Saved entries
■ ■ ■ ■
Issue #2386, opened 2020-11-13
java.lang.ClassCastException: to `CoroutineStackFrame` at kotlinx.coroutines.internal.ScopeCoroutine.getCallerFrame(Scopes.kt:19)


willbuck:
For library authors wishing to implement a custom `kotlin.coroutines.Continuation` class, casting to an internal class like `CoroutineStackFrame` is problematic. 

See, for example, this issue filed against micronaut:

https://github.com/micronaut-projects/micronaut-core/issues/4438

The error comes on this line, where micronaut has implemented `Continuation` with the `CompletableFutureContinuation` class

https://github.com/micronaut-projects/micronaut-core/blob/0afdef29d0a6b38b55dc39e3ef2a72bea85be45f/aop/src/main/java/io/micronaut/aop/internal/intercepted/KotlinInterceptedMethod.java#L123

I think the solve is to have `ScopeCoroutine` optionally cast `uCont` to `CoroutineStackFrame`, as `callerFrame` is nullable anyway (and it also seems like what other implementations of `CoroutineStackFrame`, like `SelectBuilderImpl` and `StackFrameContinuation` are doing).

I can work on adding a test to reproduce this issue and create a PR since I'm already in the weeds on it, will update once I do!

qwwdfsad:
Thanks for the report! Filed https://youtrack.jetbrains.com/issue/KT-43395

This is indeed bug on our side worth fixing, but while we are here, I would strongly suggest implementing `CoroutineStackFrame` in `CompletableFutureContinuation` in the following way:

```
class CompletableFutureContinuation(private val continuation: Continuation<Any>) : Continuation<Any>, CoroutineStackFrame {

    override val callerFrame: CoroutineStackFrame?
            get() = continuation as? CoroutineStackFrame

    override fun getStackTraceElement(): StackTraceElement? = null
}
```

willbuck:
@qwwdfsad thanks for the feedback! As far as we could tell, `CoroutineStackFrame` is an internal class, and thus would not be accessible outside of the `kotlinx.coroutines` module for Micronaut to extend it. Is that mistaken?-

qwwdfsad:
`CoroutineStackFrame` is actually a public interface from kotlin stdlib, in the package `kotlin.coroutines.jvm.internal`.

[...]

PR #2388, opened 2020-11-14
fixes ScopeCoroutine cast to internal CoroutineStackFrame (#2386)

willbuck:
I attempted (unsuccessfully) to orchestrate the proper conditions to reproduce the issue, but I am afraid my mastery of coroutineScope, job scheduling, interception and the like was such that I was unable to do so.

What I was trying was adding a second test to `DebugAgentTest` using a barebones custom continuation implementation, something like this:

```
class CustomContinuationImpl<T>(continuation: Continuation<T>): Continuation<T> {
    override val context = continuation.context
    override fun resumeWith(result: Result<T>) {
        println("CustomContinuationImpl for result $result")
        // no-op, this is just a sample class to reproduce issue #2386
    }
}
```

But figuring out how to stitch that into a test s.t. that it would own something that was a ScopeCoroutine s.t. it would attempt to be cast to `CoroutineStackFrame` within the `DebugProbesImpl` wasn't working out for me. I would certainly be open to guidance on how better to set up such a test, but perhaps this is a simple enough fix to just merge sans test replicating it? Feedback welcome!

### DIFF
--- a/kotlinx-coroutines-core/common/src/internal/Scopes.kt
+++ b/kotlinx-coroutines-core/common/src/internal/Scopes.kt
@@ -16,7 +16,7 @@ internal open class ScopeCoroutine<in T>(
     context: CoroutineContext,
     @JvmField val uCont: Continuation<T> // unintercepted continuation
 ) : AbstractCoroutine<T>(context, true), CoroutineStackFrame {
-    final override val callerFrame: CoroutineStackFrame? get() = uCont as CoroutineStackFrame?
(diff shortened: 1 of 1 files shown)


qwwdfsad (approved):
Thanks!

Will merge manually with minor change: 4a099ff21d6a7d53fd0801deeb9ccf967c168ea7

qwwdfsad:
Merged manually, thanks!

PR #2389, opened 2020-11-15
Add build parameter to build coroutines with JVM IR compiler

ALikhachev:
To be used in specific kotlinx-train CI configuration. It's needed for faster adoption of JVM IR compiler.

### DIFF
--- a/build.gradle
+++ b/build.gradle
@@ -33,6 +33,9 @@ buildscript {
             throw new IllegalArgumentException("'kotlin_snapshot_version' should be defined when building with snapshot compiler")
         }
     }
+    // These two flags are enabled in train builds for JVM IR compiler testing
+    ext.jvm_ir_enabled = rootProject.properties['enable_jvm_ir'] != null
+    ext.native_targets_enabled = rootProject.properties['disable_native_targets'] == null
 
     // Determine if any project dependency is using a snapshot version
     ext.using_snapshot_version = build_snapshot_train
--- a/build.gradle
+++ b/build.gradle
@@ -33,8 +33,9 @@ buildscript {
             throw new IllegalArgumentException("'kotlin_snapshot_version' should be defined when building with snapshot compiler")
         }
     }
-    // These two flags are enabled in train builds for JVM IR compiler testing
+    // These three flags are enabled in train builds for JVM IR compiler testing
     ext.jvm_ir_enabled = rootProject.properties['enable_jvm_ir'] != null
+    ext.jvm_ir_api_check_enabled = rootProject.properties['enable_jvm_ir_api_check'] != null
     ext.native_targets_enabled = rootProject.properties['disable_native_targets'] == null
 
     // Determine if any project dependency is using a snapshot version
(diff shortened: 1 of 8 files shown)


kotlinx-coroutines-core/build.gradle
```diff
@@ -183,6 +190,14 @@ jvmTest {
         exclude '**/*StressTest.*'
     }
     systemProperty 'kotlinx.coroutines.scheduler.keep.alive.sec', '100000' // any unpark problem hangs test
+
+    // TODO: JVM IR generates different stacktrace so temporary disable stacktrace tests
```
qwwdfsad, line 194: Do I have to set up a reminder for that? When is it safe to remove this filter?

build.gradle
```diff
@@ -33,6 +33,9 @@ buildscript {
             throw new IllegalArgumentException("'kotlin_snapshot_version' should be defined when building with snapshot compiler")
         }
     }
+    ext.jvm_ir_enabled = rootProject.properties['enable_jvm_ir'] != null
+    ext.jvm_ir_api_check_enabled = rootProject.properties['enable_jvm_ir_api_check'] != null
+    ext.native_targets_enabled = rootProject.properties['disable_native_targets'] == null
```
qwwdfsad, line 39: Why are you using `-Xallow-jvm-ir-dependencies` in atomicfu, but not here?

qwwdfsad (changes requested):

build.gradle
ALikhachev: This flag was was used in atomicfu only for test project for testing gradle plugin. Here we will fairly use IR dependency with IR compiled project

kotlinx-coroutines-core/build.gradle
ALikhachev: @udalov

udalov: I suppose when we switch kotlinx-coroutines to JVM IR, we'll just update these stacktraces with the new expectations and unmute the tests. Stacktraces differ slightly in JVM IR because of slightly different logic in the tail call optimization. Here's the commit that makes the tests pass for me on JVM IR, @qwwdfsad please verify that it's OK (to be applied later when we enable JVM IR) or if there's something that needs to be fixed in the backend:
https://github.com/udalov/kotlinx.coroutines/commit/352a173dd160de3ceaa1266c4eeb45cb7d94fbb6

BTW @ALikhachev `CoroutinesDumpTest` passes for me with JVM_IR, so probably it can be unmuted (both here and in -debug).

qwwdfsad: Verified 👍 

@ALikhachev please unmute `CoroutinesDumpTest` then

qwwdfsad (approved):

kotlinx-coroutines-debug/build.gradle
```diff
@@ -28,6 +28,16 @@ dependencies {
     api "net.java.dev.jna:jna-platform:$jna_version"
 }
 
+// TODO: JVM IR generates different stacktrace so temporary disable stacktrace tests
+if (rootProject.ext.jvm_ir_enabled) {
+    tasks.named('test', Test) {
+        filter {
+            excludeTest('kotlinx.coroutines.debug.CoroutinesDumpTest', 'testCreationStackTrace')
```
udalov, line 35: This one can also be unmuted

udalov (approved):

PR #2393, opened 2020-11-16
update: update docs for the new WebHelp engine

koshachy:


docs/topics/debug-flow-with-idea.md
```diff
@@ -0,0 +1,126 @@
...
+    The **Debug** tool window appears: 
+    * The **Frames** tab contains the call stack.
+    * The **Variables** tab contains variables in the current context. It tells us that the flow is emitting the first value.
+    * The **Coroutines** tab contains information on running or suspended coroutines.
+
+    ![Debug the coroutine](flow-debug-1.png)
+
+3. Resume the debugger session by clicking **Resume program** in the **Debug** tool window. The program stops at the same breakpoint.
+
+    ![Debug the coroutine](flow-resume-debug.png)
```
qwwdfsad, line 79: These links are broken for MD files. Is it expected?

qwwdfsad (changes requested):
Three major points:

1) Please update `CONTRIBUTING.md` so it's clear how to edit the documentation (stardust plugin etc.) and see the result. Currently, it's not clear either to maintainers or external contributors

2) We have references to the guide in our main Github page (README section) and these guides are now not so readable. I'd suggest replacing links in README from .md files to the actual website. In addition, it would be nice if each .md section will start with a paragraph like "...this is an internal documentation, please use ${THIS_LINK_TO_THE_WEBSITE_WITH_THIS_SECTION} instead"

3) We moved a lot of `.md` files, would be nice to have basic redirect (even if it's a short text "file was moved") for people who have been referencing these docs from their blogposts and code.

docs/topics/debug-flow-with-idea.md
koshachy: Yep, the WebHelp file structure ignores hierarchy, it's flat.

katia-energizer: We discussed this in Slack last year. It's expected for now. We'll think what we can do with this in the future if we see that this is a real issue for users. 
Based on current information, it doesn't seem to be an issue for contributors. KMM docs have much more images than coroutines docs and we didn't get any feedback from users complaining that images were not rendered in MD.

If we get such feedback, we'll reprioritize this task.

koshachy:
> Three major points:
> 
> 1. Please update `CONTRIBUTING.md` so it's clear how to edit the documentation (stardust plugin etc.) and see the result. Currently, it's not clear either to maintainers or external contributors

@katia-energizer will prepare it soon.

> 2. We have references to the guide in our main Github page (`README` section) and these guides are now not so readable. I'd suggest replacing links in `README` from `.md` files to the actual website. In addition, it would be nice if each `.md` section started with a paragraph like "...this is an internal documentation, please use ${THIS_LINK_TO_THE_WEBSITE_WITH_THIS_SECTION} instead"

I've updated the README.md with new links. Some files (`debugging.md` and `compatibility.md`) are not published on our website, so I didn't change their links. These files are in old MD format, so there are no issues to render them with standard GH renderer.

> 3. We moved a lot of `.md` files, would be nice to have basic redirect (even if it's a short text "file was moved") for people who have been referencing these docs from their blogposts and code.

I've added stubs for all moved *.md files.

qwwdfsad (approved):

PR #2396, opened 2020-11-17
Pr/2390

qwwdfsad:


kotlinx-coroutines-core/jvm/test/sync/SemaphoreStressTest.kt
```diff
@@ -90,4 +90,22 @@ class SemaphoreStressTest : TestBase() {
...
+        val semaphore = Semaphore(1)
+        val n = 1000 * stressTestMultiplier
+        repeat(n) {
+            val job = launch(Dispatchers.Default) {
+                semaphore.acquire()
+                semaphore.release()
+            }
+            semaphore.withPermit {
+                job.cancel()
+
```
elizarov, line 105: Nit: extra empty line

kotlinx-coroutines-core/common/src/sync/Mutex.kt
```diff
@@ -201,7 +201,8 @@ internal class MutexImpl(locked: Boolean) : Mutex, SelectClause2<Any?, Mutex> {
                         // try lock
                         val update = if (owner == null) EMPTY_LOCKED else Empty(owner)
                         if (_state.compareAndSet(state, update)) { // locked
-                            cont.resume(Unit)
+                            // TODO implement functional type in LockCont as soon as we get rid of legacy JS
```
elizarov, line 204: Btw, if that helps, we can optimize it for `onwer==null` case by caching a reference to a preallocated `onCancellationUnlock` reference similar to the way it is done in Semaphore.

elizarov (approved):
💯 Awesome. That's the right way to fix it. Tests are also great. See some comments.

kotlinx-coroutines-core/common/src/sync/Mutex.kt
```diff
@@ -201,7 +201,8 @@ internal class MutexImpl(locked: Boolean) : Mutex, SelectClause2<Any?, Mutex> {
...
+                            cont.resume(Unit) { unlock(owner) }
```
yschimke, line 205: I love Kotlin's last param is lambda logic generally. I think in this API, this callsite is an example of where it hides the intent.

```
cont.resume(Unit, onCancellation = { unlock(owner) })
```

PR #2397, opened 2020-11-17
Make SharingStarted a fun interface

elizarov:
It was a part of the original design, but was forgotten because prototype was developer before Kotlin 1.4.0.
It makes implementing custom SharingStarted strategies more concise.


qwwdfsad (approved):
👍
■ ■ ■ ■
ACTIVITY:
Beginning at the first line of the data above, retype each line until you reach the line containing "https://github.com/micronaut-projects/micronaut-core/issues/4438", and include that one too. Add nothing else.

EXERCISE OUTPUT:
Issue #2386, opened 2020-11-13
java.lang.ClassCastException: to `CoroutineStackFrame` at kotlinx.coroutines.internal.ScopeCoroutine.getCallerFrame(Scopes.kt:19)


willbuck:
For library authors wishing to implement a custom `kotlin.coroutines.Continuation` class, casting to an internal class like `CoroutineStackFrame` is problematic. 

See, for example, this issue filed against micronaut:

https://github.com/micronaut-projects/micronaut-core/issues/4438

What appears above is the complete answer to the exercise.